▸ What the task asks
A single number is required: how many lines in the entries hold the word "system".

(Dataset entries)

# # # #

PR #1275, opened 2020-06-15
Fix remaining review issues

Ghostkeeper:
This fixes all remaining review issues from the original review of libArachne (before it's integrated in the CuraEngine code). It's mostly documentation, but also a bunch of constness, re-using of code, cleaning up, re-using code, and a few fixes.

Fixes issue CURA-7373.


src/utils/polygon.cpp
```diff
@@ -105,21 +106,24 @@ void Polygons::makeConvex()
...
+            const Point& c = poly[(i + 1) % poly.size()];
+            if (LinearAlg2D::pointIsLeftOfLine(b, a, c) < 0)
             {
                 poly.remove(i);
             }
             else
             {
+                convexified.path->push_back(b);
                 a = b;
                 i++;
```
nallath, line 123: Should this still happen?

Ghostkeeper: Oh, maybe I made a mistake with the commit here. The entire case should be turned around (since the `if` condition is turned around). I thought I'd deleted the `poly.remove(i)` as well, but maybe I stashed stuff in between or something. This is definitely not correct.

PR #1278, opened 2020-06-24
Fix read STL file error

WinstonMao:
The ASCII value of a character may be decimal 26 (0x1A, \SUB, SUBSTITUTE) in a binary STL file.Opening a file in “r” mode may return an error

### DIFF
--- a/src/MeshGroup.cpp
+++ b/src/MeshGroup.cpp
@@ -195,7 +195,7 @@ bool loadMeshSTL_binary(Mesh* mesh, const char* filename, const FMatrix3x3& matr
 
 bool loadMeshSTL(Mesh* mesh, const char* filename, const FMatrix3x3& matrix)
 {
-    FILE* f = fopen(filename, "r");
+    FILE* f = fopen(filename, "rb");
     if (f == nullptr)
     {
         return false;


WinstonMao:
[error_file.zip](https://github.com/Ultimaker/CuraEngine/files/4823442/error_file.zip)

ninovanhooff:
Internal reference: CURA-7577

ninovanhooff:
Opened and sliced the provided file on Ubuntu 18 both from source and in the 4.6.1 appimage. No error encountered.
What operating system and version of cura did you use?

ninovanhooff:
Another question is what will happen to non-binary stl files with this fix applied

WinstonMao:
> Opened and sliced the provided file on Ubuntu 18 both from source and in the 4.6.1 appimage. No error encountered.
> What operating system and version of cura did you use?
> W
> Two of our developers on windows also encountered no problems
This problem occurs when using CuraEngine in commandline mode.When you slice it with Cura,the error file is not read by CuraEngine .Actually, Cura reads the stl file and sends its triangle data to curaengine with Arcus comunication.

And non-binary stl files with this fix applied will also work too.

WinstonMao:
> Another question is what will happen to non-binary stl files with this fix applied

This problem occurs when using CuraEngine in commandline mode.When you slice it with Cura,the error file is not read by CuraEngine .Actually, Cura reads the stl file and sends its triangle data to curaengine with Arcus comunication.

And non-binary stl files with this fix applied will also work too.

# # # #

▸ Expected output
2